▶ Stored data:
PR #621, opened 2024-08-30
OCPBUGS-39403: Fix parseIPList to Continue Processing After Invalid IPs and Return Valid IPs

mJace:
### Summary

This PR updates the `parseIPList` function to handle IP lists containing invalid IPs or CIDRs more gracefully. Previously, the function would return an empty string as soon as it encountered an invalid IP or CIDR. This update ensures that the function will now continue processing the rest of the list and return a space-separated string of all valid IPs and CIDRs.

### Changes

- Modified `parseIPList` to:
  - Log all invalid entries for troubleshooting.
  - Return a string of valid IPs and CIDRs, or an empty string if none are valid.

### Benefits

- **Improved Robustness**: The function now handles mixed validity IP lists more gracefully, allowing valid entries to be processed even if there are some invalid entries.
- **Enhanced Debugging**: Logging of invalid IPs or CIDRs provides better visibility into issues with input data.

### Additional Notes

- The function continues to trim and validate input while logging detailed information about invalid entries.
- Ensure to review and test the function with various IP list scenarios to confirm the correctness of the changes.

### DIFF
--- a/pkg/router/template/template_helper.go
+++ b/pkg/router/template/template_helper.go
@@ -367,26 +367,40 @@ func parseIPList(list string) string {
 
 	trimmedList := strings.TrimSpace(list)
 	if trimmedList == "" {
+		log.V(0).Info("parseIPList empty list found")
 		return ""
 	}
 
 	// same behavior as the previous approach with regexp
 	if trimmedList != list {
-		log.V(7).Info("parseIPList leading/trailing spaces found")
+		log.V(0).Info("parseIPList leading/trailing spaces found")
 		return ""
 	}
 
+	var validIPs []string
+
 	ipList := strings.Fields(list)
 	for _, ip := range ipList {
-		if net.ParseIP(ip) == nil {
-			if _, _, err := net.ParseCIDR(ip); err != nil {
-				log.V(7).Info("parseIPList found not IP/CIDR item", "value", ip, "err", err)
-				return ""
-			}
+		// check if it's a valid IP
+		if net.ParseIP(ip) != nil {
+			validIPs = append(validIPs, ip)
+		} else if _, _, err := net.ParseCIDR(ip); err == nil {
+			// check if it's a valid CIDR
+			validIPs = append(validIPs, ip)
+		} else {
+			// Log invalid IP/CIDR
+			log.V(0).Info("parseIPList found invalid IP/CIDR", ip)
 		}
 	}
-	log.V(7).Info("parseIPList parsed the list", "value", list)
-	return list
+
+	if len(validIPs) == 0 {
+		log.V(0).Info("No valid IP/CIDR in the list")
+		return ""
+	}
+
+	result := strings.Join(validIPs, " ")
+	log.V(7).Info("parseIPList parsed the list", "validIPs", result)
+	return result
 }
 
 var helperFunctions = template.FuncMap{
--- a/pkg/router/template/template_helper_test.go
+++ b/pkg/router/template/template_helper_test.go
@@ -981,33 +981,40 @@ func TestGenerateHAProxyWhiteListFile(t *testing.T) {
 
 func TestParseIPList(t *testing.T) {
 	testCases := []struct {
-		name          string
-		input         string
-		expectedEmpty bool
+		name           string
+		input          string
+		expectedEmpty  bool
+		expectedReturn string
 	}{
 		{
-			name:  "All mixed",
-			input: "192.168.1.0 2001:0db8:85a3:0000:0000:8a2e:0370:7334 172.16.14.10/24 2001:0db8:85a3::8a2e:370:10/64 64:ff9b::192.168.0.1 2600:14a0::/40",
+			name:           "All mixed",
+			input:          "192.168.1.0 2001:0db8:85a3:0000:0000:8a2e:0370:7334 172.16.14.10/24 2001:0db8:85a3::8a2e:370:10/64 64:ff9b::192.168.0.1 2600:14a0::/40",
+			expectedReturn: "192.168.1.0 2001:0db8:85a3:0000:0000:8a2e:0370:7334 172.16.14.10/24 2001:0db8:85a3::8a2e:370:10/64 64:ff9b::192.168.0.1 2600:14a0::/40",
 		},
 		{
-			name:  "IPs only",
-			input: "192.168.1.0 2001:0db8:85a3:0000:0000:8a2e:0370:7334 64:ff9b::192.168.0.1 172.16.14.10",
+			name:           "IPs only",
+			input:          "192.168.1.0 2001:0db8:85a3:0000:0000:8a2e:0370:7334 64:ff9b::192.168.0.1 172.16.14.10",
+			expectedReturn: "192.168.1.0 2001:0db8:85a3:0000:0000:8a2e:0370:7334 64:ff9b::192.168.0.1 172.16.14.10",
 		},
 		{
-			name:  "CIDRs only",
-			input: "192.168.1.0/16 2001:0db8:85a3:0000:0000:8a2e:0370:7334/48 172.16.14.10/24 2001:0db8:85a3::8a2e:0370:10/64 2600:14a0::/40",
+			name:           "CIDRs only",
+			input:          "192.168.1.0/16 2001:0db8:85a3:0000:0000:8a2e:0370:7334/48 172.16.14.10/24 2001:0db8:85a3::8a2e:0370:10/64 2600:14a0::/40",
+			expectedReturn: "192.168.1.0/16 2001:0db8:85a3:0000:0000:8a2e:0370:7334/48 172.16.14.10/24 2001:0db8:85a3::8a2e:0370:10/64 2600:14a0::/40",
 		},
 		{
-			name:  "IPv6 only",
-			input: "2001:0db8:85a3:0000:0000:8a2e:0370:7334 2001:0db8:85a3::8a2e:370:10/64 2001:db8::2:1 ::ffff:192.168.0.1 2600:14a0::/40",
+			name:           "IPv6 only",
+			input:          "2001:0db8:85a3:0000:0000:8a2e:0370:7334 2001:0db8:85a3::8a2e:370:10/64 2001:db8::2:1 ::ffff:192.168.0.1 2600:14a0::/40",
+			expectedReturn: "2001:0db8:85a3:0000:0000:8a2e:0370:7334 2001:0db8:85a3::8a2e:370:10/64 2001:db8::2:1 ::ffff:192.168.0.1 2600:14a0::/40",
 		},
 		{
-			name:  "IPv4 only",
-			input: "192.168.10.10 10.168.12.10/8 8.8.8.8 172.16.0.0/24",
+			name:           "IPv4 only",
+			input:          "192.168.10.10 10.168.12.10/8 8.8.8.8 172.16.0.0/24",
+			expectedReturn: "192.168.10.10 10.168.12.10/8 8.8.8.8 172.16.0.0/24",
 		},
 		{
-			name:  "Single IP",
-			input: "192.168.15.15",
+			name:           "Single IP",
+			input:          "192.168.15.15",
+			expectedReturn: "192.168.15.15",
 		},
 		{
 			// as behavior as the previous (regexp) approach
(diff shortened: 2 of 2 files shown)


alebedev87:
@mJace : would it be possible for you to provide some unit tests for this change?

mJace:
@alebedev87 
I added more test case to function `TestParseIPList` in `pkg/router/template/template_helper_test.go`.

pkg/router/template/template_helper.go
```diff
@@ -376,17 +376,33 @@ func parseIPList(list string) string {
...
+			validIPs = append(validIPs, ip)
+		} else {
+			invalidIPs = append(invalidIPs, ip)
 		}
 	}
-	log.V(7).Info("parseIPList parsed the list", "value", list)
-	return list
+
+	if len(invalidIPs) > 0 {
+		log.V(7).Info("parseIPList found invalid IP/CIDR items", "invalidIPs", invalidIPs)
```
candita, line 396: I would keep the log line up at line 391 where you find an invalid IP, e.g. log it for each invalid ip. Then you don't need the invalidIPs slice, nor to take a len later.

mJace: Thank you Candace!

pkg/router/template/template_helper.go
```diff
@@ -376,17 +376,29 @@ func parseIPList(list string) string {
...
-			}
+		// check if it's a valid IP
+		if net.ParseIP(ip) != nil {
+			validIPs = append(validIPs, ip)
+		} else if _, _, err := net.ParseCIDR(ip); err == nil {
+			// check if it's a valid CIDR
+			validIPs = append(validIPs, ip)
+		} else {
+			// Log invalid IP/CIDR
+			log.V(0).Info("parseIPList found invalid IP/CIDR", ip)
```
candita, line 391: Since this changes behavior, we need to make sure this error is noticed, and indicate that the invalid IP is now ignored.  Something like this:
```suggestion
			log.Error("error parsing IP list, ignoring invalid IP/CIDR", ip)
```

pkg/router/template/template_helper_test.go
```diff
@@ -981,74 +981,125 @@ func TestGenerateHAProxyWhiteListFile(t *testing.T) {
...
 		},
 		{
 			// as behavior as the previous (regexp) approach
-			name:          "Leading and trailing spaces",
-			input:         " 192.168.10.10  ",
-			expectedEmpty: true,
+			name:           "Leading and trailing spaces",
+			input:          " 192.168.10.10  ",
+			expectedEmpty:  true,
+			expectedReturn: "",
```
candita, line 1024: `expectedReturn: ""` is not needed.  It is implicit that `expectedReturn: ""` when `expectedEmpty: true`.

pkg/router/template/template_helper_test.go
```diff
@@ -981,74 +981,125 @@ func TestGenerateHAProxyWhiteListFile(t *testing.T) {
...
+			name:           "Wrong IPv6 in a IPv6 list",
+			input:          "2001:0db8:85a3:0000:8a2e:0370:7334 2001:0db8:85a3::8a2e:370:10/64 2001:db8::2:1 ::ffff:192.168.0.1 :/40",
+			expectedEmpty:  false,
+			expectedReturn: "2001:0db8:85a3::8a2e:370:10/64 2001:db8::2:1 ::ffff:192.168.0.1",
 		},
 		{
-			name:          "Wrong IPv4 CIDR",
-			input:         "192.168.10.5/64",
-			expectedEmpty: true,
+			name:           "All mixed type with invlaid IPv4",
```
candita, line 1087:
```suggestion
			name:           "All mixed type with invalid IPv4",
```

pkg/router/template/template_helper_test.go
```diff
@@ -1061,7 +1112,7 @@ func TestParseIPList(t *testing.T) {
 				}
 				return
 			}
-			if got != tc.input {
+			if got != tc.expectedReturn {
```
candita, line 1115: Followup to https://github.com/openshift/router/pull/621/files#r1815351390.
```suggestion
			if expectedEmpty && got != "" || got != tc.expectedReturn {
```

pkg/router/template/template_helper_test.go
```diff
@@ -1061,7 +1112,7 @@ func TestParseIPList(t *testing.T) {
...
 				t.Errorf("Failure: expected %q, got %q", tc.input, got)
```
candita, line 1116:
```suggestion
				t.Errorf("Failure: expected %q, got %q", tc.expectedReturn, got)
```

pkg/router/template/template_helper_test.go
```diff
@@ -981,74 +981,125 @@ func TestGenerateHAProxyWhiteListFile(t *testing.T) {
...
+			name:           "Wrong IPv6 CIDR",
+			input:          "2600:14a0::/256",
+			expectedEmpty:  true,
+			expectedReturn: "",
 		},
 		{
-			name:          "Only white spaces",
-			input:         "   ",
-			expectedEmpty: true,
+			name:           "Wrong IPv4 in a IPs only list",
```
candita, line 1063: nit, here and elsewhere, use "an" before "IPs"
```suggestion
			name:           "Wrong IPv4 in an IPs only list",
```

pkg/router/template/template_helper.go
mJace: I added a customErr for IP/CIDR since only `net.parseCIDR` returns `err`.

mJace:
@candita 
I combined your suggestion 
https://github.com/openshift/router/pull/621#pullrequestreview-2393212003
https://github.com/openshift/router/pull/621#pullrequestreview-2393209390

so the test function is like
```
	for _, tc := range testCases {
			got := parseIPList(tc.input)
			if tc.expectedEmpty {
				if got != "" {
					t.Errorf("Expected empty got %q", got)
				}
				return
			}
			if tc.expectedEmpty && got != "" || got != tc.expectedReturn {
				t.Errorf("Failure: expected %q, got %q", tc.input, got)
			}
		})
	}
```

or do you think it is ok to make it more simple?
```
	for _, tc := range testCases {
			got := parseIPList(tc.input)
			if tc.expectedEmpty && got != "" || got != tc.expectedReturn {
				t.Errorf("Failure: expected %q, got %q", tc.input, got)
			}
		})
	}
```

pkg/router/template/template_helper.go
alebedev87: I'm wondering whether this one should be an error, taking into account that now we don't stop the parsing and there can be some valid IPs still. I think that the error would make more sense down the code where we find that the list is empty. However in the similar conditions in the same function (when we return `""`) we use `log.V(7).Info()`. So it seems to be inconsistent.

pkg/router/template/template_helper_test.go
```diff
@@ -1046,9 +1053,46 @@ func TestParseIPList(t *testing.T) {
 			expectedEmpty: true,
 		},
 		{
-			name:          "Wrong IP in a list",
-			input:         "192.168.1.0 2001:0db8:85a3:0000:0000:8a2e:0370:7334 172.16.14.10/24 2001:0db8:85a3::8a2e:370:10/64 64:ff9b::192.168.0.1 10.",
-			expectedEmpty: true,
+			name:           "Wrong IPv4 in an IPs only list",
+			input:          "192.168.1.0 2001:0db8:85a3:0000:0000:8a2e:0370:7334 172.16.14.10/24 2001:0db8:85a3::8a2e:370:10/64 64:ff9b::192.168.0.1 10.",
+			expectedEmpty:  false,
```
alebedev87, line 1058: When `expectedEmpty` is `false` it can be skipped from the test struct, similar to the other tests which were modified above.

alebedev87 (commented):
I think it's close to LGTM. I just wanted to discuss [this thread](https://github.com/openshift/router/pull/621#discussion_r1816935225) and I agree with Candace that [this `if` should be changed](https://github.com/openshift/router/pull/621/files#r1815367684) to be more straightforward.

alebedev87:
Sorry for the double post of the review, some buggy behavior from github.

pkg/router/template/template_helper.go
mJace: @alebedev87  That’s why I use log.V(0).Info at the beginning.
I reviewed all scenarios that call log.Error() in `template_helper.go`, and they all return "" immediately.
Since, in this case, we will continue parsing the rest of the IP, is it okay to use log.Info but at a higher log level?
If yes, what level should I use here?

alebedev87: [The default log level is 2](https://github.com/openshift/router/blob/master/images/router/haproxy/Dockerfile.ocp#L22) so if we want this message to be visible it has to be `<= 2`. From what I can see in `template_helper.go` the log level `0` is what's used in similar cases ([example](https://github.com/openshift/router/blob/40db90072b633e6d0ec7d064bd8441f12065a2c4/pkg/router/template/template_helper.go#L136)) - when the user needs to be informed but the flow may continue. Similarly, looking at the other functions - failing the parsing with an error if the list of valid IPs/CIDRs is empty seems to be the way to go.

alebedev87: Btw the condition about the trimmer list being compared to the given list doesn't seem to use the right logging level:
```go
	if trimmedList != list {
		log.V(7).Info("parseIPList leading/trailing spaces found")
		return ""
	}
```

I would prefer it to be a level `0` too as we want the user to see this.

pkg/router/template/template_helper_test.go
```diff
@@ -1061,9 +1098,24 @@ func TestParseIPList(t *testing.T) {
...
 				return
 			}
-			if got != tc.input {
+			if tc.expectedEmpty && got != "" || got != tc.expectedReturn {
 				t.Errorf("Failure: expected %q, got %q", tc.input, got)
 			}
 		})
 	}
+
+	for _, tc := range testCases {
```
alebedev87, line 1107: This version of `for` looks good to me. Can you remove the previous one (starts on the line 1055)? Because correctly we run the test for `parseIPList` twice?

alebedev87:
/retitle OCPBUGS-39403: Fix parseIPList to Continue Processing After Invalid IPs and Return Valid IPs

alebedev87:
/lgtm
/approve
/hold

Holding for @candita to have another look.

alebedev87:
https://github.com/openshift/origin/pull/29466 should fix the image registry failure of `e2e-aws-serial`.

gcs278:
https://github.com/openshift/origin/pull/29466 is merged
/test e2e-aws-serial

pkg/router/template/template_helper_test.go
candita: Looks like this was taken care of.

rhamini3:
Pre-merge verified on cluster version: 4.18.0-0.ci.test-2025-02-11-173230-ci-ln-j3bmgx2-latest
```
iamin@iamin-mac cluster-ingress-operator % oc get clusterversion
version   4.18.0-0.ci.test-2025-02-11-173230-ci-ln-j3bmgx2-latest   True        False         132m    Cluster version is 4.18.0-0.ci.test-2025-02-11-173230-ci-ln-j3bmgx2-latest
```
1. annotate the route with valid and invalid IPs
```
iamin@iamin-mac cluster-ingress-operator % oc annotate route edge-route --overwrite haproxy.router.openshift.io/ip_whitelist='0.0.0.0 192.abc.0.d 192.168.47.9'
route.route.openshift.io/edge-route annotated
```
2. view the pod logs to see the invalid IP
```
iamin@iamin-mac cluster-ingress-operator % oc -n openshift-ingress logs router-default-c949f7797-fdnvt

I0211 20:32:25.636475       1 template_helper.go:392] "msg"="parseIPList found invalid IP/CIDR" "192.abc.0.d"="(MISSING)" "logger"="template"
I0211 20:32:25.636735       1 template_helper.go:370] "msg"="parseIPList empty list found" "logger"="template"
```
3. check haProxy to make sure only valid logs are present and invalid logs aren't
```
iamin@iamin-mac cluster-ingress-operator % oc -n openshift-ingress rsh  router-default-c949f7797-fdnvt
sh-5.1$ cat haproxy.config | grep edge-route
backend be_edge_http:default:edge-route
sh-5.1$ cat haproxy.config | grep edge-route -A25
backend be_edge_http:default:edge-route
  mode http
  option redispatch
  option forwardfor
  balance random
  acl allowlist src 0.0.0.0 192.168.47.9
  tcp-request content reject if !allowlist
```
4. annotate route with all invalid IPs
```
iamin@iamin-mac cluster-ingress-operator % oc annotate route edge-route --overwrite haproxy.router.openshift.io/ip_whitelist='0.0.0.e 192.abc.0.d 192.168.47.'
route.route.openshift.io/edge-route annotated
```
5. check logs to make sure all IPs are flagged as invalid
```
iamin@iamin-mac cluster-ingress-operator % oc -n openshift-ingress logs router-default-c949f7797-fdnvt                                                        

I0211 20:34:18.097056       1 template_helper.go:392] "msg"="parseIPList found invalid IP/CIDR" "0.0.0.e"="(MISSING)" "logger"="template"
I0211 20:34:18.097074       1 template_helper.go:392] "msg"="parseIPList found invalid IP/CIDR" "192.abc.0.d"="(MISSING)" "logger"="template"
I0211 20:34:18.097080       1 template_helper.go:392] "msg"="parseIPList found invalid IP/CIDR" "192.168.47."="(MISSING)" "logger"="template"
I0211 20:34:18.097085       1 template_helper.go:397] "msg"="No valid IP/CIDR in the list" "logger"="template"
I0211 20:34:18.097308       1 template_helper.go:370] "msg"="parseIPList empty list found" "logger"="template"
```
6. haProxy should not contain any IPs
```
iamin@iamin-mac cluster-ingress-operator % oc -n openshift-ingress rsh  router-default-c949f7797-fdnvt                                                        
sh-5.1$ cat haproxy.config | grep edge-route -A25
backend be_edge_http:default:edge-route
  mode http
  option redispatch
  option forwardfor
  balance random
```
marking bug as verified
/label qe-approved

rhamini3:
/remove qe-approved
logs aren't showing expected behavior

▶ Your instructions:
Work out how many lines of the entries include the word "range", and respond with that number and nothing more.

▶ Reply to the task:
4